- Died: 1788
- Allegiance: Tây Sơn dynasty

= Vũ Văn Nhậm =

Tây Sơn dynasty general

Vũ Văn Nhậm (武文任, ?-1788) was a general of Tây Sơn dynasty.

At first Nhậm was a low-ranking officer of Nguyễn lord. Later, he committed a crime and had to join Tây Sơn army. Nguyễn Nhạc appreciated his bravery, and married a daughter to him.
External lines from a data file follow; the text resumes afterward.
PR #9404, opened 2026-07-31
fix(add-task-bar): keep a workday recurrence off a menu-picked weekend date

KamilDev:
Follow-up to the note you left on #9387: *"the `applyUserRepeatPick` date-picker divergence is still open and still worth doing if you feel like it."*

## The bug

The add bar's date chip and its repeat menu can be put into a combination the occurrence engine will not honor. A Monday-to-Friday schedule has no weekend occurrence, so a config whose `startDate` is a Saturday starts on the Monday after it — `getFirstRepeatOccurrence` scans the weekday flags from `startDate`. The chip kept showing the Saturday.

This is the same divergence `skipExcludedWeekend` already fixes for the `@every weekday` phrase (#9370), reached through the two menus instead of the text. It happens in **either order**, because neither pick looked at the other's state:

- set a weekend date in the schedule dialog, then pick *Monday to Friday* from the repeat menu — `applyUserRepeatPick` never read `state.date`
- pick *Monday to Friday* first, then a weekend date — `applyUserDatePick` never read `state.repeat`

Your example, Europe/Berlin: `Standup`, date picker → **Sat 2026-03-28**, repeat menu → *Monday to Friday*. Chip stays Sat 03-28; the task is created on **Mon 03-30**.

## Why it is more than a wrong chip

I checked whether the Saturday that lands in `cfg.startDate` is inert, the way it is for the syntax path. It is not, and this is the part I would ask you to sanity-check yourself.

The repeat dialog hides the start date for this preset (`SETTINGS_WITHOUT_START_DATE`), so the user cannot see or correct it. But on **every** save with a non-`CUSTOM` quick setting, the dialog derives the new setting *from* that stored date:

```ts
// dialog-edit-task-repeat-cfg.component.ts:455-461
const referenceDate = currentRepeatCfg.startDate
  ? dateStrToUtcDate(currentRepeatCfg.startDate)
  : undefined;
const updatesForQuickSetting = getQuickSettingUpdates(
  currentRepeatCfg.quickSetting,
  referenceDate,
);
```

So switching that task to *weekly on current weekday* later runs `buildWeeklyForDay(Saturday)` and produces a **Saturday-only** recurrence, anchored to a day the user never picked and cannot see. `MONTHLY_NTH_WEEKDAY` reads the same date.

Being precise about the scope, since it is easy to overstate: the *first* occurrence is correct without this patch. Both `addTaskRepeatCfgToTask` effects route it through `getFirstRepeatOccurrence`, so the task itself lands on the Monday either way, and nothing reads the weekend date back into `startTime` the way the DST bug did. What this fixes is the chip lying, plus the start date that lie leaves behind in the persisted config.

## The fix

`skipExcludedWeekend` is now exported and reused, so the excluded-day rule lives in one place. `rollWeekendDateForRepeat` wraps it for the day-string side and returns `null` when nothing moves, so neither pick fires a redundant state write.

`MONDAY_TO_FRIDAY` is still the only preset that needs it: every other one either has no exclusions (`DAILY`) or derives its anchor from the date itself in `getQuickSettingUpdates`, which cannot contradict it. `INTERVAL` recomputes its flags from the picked date at submit, so it self-corrects.

Time is deliberately untouched — only the day is excluded, not the hour. The roll goes through `dateStrToUtcDate` → `skipExcludedWeekend` → `getDbDateStr`, so a Monday that is itself a midnight DST-transition day still comes out as that Monday.

The date rolled in `applyUserRepeatPick` is also recorded into `_previousParseResult.dueDate`, so the parse the strip queues reads the new state as unchanged instead of as a reset.

## Tests

Four in `add-task-bar-parser.service.spec.ts` (both orders, the time kept alongside the date, and two guards: a `DAILY` pick leaves a Saturday alone, a weekday date is not touched) and one in `add-task-bar.component.spec.ts` asserting the end of the chain — the persisted `cfg.startDate` and the task's `dueDay` are both the Monday.

Verified by breaking the fix before claiming they guard it. With `skipExcludedWeekend` no-op'd inside the helper: 3 FAILED / 114 SUCCESS in the parser spec and 1 FAILED / 55 SUCCESS in the component spec (`Expected '2026-03-28' to be '2026-03-30'`). Restored: 117 and 56 SUCCESS.

Full `npm test`, both lanes: **13780 passing / 16 skipped** in `Europe/Berlin` and in `America/Los_Angeles`. `npm run checkFile` clean on all four files.

## Not in this diff

The monthly presets diverge from the picked date in a different way — `MONTHLY_FIRST_DAY` and `MONTHLY_LAST_DAY` ignore `referenceDate` entirely and pin `startDate` off `new Date()`, so picking a date and then one of those presets leaves the chip on the picked day while the config anchors elsewhere. Separate cause, separate fix; mentioning it rather than folding it in.


src/app/features/tasks/add-task-bar/add-task-bar-parser.service.ts
```diff
@@ -417,8 +445,22 @@ export class AddTaskBarParserService {
    */
   applyUserRepeatPick(repeat: AddTaskBarRepeat): void {
     const cleanedInput = this._stripSyntaxForUserPick('repeat');
-    this._recordUserPick({ repeat, isRepeatFromSyntax: false });
+    // The date already on the chip can be a day this schedule excludes; the
+    // task would then be created on the following Monday and the chip would
+    // have advertised a first occurrence it never gets.
+    const rolledDate = rollWeekendDateForRepeat(this._stateService.state().date, repeat);
```
johannesjo: **Important:** `state().date` can still be owned by a plain due token, which `_stripSyntaxForUserPick('repeat')` intentionally keeps. Repro on this head: parse `Standup @2027-03-27`, choose Monday-to-Friday, then type one title character. The pick rolls state to Mon 03-29 but leaves the Saturday token; the next parse restores Sat 03-27 while the menu-owned repeat stays Monday-to-Friday (`Expected '2027-03-27' to be '2027-03-29'` in a targeted real-state spec). That makes the saved `startDate` depend on whether the user types again. Please either limit this roll to picker/control-owned dates, matching the PR's two-menu scope, or deliberately reconcile the due token, and add parse → pick → reparse coverage.

src/app/features/tasks/add-task-bar/add-task-bar-parser.service.ts
```diff
@@ -417,8 +445,22 @@ export class AddTaskBarParserService {
...
+      repeat,
+      isRepeatFromSyntax: false,
+      // Record the rolled date too, so the parse the strip queues sees the
+      // state it is about to read back as unchanged rather than as a reset.
+      ...(rolledDate ? { dueDate: rolledDate } : {}),
+    });
     this._stateService.updateRepeatSetting(repeat, cleanedInput);
+    if (rolledDate) {
+      // Time is left as it is — only the day is excluded, not the hour
+      this._stateService.updateDate(rolledDate);
```
johannesjo: **Important (pending-parse case):** `parseAndUpdateText()` snapshots state before awaiting `shortSyntax`. If a parse is genuinely pending (for example during the cold `chrono-node` load) and this repeat pick leaves the input unchanged, `_parseRunId` is not advanced and no replacement parse is queued. After this update writes Monday, the old parse republishes its snapshotted Saturday. A no-await regression on this head fails with `1 FAILED, 117 SUCCESS`, restoring Saturday after the pick first set Monday. Please re-read live user-owned state after the await/run-id guard, or queue an equivalent replacement parse. Simply canceling the old run without replacement risks dropping unrelated syntax results.

johannesjo (commented):
Two parser-state gaps remain. I independently reproduced both against `075efc1` with targeted specs. CI is green because the current tests exercise synchronous control calls, but not these parse/reparse paths.

KamilDev:
Both reproduced here, both fixed in `df3a3210d`. Thanks — the second one is a bug in the original commit's premise, not just in its scope.

**1. The syntax-owned date.** You are right that this made the saved `startDate` depend on whether the user types again, and I took the second of your two options rather than the first: the pair is now reconciled at the end of `parseAndUpdateText`, where both sides are final, in addition to the two picks.

I did not gate the roll on the date being picker-owned, because the bug this PR is about does not depend on who owns the date. `Standup @2027-03-27` plus a menu-picked `MONDAY_TO_FRIDAY` leaves exactly the invisible Saturday `startDate` the PR describes — the dialog derives `buildWeeklyForDay(Saturday)` from it just the same — so gating would have fixed two of the orders and declared the third out of scope on provenance grounds. There is a fourth: `defaultDate`, the day the bar was opened on, reaches the state through no pick at all, so it was never rolled either. Reconciling once at the parse covers all of them and stays covered, since the roll re-derives on every keystroke and is idempotent (a Monday rolls to itself and returns `null`).

What it does not do is edit the token. The text keeps saying `@2027-03-27` while the chip says the 29th, which is the same shape `@every weekday` already ships — the text states the request, the chip states the first occurrence the task will actually get. Deleting a plain date the user typed is what `_stripSyntaxForUserPick('repeat')` is gated against, and `should leave a plain date alone when a recurrence is picked` pins that.

**2. The pending parse.** Correct, and it is not limited to the roll — `parseAndUpdateText` snapshotted the whole state before the await and published from that snapshot, so any pick that landed during a parse and left the text unchanged got republished over. A deadline pick during the cold `chrono-node` load restores the previous deadline the same way; that is the fourth spec below.

I re-read live state after the run-id guard rather than queueing a replacement parse, since a replacement would drop the in-flight parse's tag/project/title work for text nobody changed — the concern behind the conditional `_parseRunId++` in `_stripSyntaxForUserPick`. Only `tagIdsFromTxt` is still read before the parse, because the parse itself takes it.

**Coverage** — four specs against the real `AddTaskBarStateService`, since what has to hold is that the state a pick writes survives the next parse, which a mocked `state()` cannot show:

- `should keep the workday recurrence off a weekend date the text still names` — your parse → pick → reparse repro
- `should keep it off a weekend day the bar was opened on` — the `defaultDate` order
- `should not let a parse that was in flight during the pick republish the weekend date`
- `should not let it republish any other value the pick replaced either` — the deadline case, no recurrence involved

Verified by breaking each fix first. Disabling the parse-side reconcile: `2 FAILED, 119 SUCCESS`, both `Expected '2027-03-27' to be '2027-03-29'` — your message. Restoring the pre-await snapshot: `2 FAILED, 119 SUCCESS`, `Expected '2027-03-27' to be '2027-03-29'` and `Expected '2027-04-01' to be '2027-05-01'`. Green: 121 (from 117).

Full `npm test`: **13784 passing / 16 skipped** in Berlin and LA.

src/app/features/tasks/add-task-bar/add-task-bar-parser.service.ts
```diff
@@ -269,6 +303,21 @@ export class AddTaskBarParserService {
       };
     }
 
+    // The date and the recurrence can come from opposite sides — a typed
+    // "@2027-03-27" with a menu-picked workday preset, or a date the bar was
+    // opened on with a recurrence from the text — and only a pick goes through
+    // applyUser*Pick. Reconciling the pair here as well covers every
+    // combination, and keeps it reconciled: a due token stays in the text and
+    // parses back to the excluded day on every following keystroke.
+    const rolledDueDate = rollWeekendDateForRepeat(
```
johannesjo: **Important:** This fixes the reparse while `MONDAY_TO_FRIDAY` remains selected, but loses the raw parsed date when the user later leaves that preset. Fresh real-state repro on `df3a3210d`:

1. Parse `Standup @2027-03-27` → Sat 03-27.
2. Pick Monday-to-Friday → Mon 03-29.
3. Pick Daily (or clear repeat) → still Mon 03-29 because the unchanged input queues no parse.
4. Type one title character → the retained token reparses and flips back to Sat 03-27.

Submitting at step 3 writes Monday to both `dueDay` and `startDate`; submitting after step 4 writes Saturday. A targeted regression expecting Saturday immediately after the Daily pick fails `Expected 2027-03-29 to be 2027-03-27` (1 failed / 121 passed), and a trace confirms the next parse causes the flip.

Please make the repeat transition and the next parse converge—e.g. preserve the raw parsed due date separately from the rolled effective date, or explicitly reconcile when leaving the excluding preset—and cover Workdays → Daily/clear before and after reparse.

johannesjo (changes requested):
The two parser-state gaps from my prior review are fixed at `df3a3210d`, and all current CI checks pass. One remaining Important transition still makes the persisted date depend on whether another parse happens before submission; see the inline finding.

KamilDev:
Reproduced and fixed in `f34712245`. You are right, and the cause is that the roll was only ever a one-way write: `applyUserRepeatPick` put the Monday into both the state and the pick record and kept nothing that said which day it had moved off, so no later change could undo it. The reconcile at the end of `parseAndUpdateText` re-derives the pair correctly, but only when a parse happens — and an unchanged input queues none, which is exactly the window your repro walks through.

**The fix.** `PreviousParseResult` gains `rolledFromDate`: the day a workday roll moved `dueDate` off, or null when nothing was rolled. Every recurrence change now re-derives from that day rather than from the roll's own output:

```ts
const currentDate = this._stateService.state().date;
const baseDate = this._dateBeforeWorkdayRoll(currentDate);
const dueDate = rollWeekendDateForRepeat(baseDate, repeat) ?? baseDate;
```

In 1788, Nhậm was sent north to arrest Nguyễn Hữu Chỉnh by Nguyễn Huệ. Ngô Văn Sở and Phan Văn Lân followed the army to assist him. Actually, Sở and Lân were sent to watch him. Chỉnh was swiftly defeated and fled together with Lê Chiêu Thống. Later, Chỉnh was captured and executed, but Nhậm could not find Lê Chiêu Thống. In order to gain popularity among Northern Vietnamese, Nhậm install Lê Duy Cận as "Prince Regent" (監國 giám quốc), but very few people support them. Every day he walked to Nhậm's camp to discuss national affairs, and Nhậm did not know how to deal with the relationship between them. Sở and Lân regarded it as treason, and reported Nhậm's actions to Nguyễn Huệ. Huệ led an army marched north, and launched a night raid. Sở and Lân opened the gate to let them in. Nhậm was captured and executed.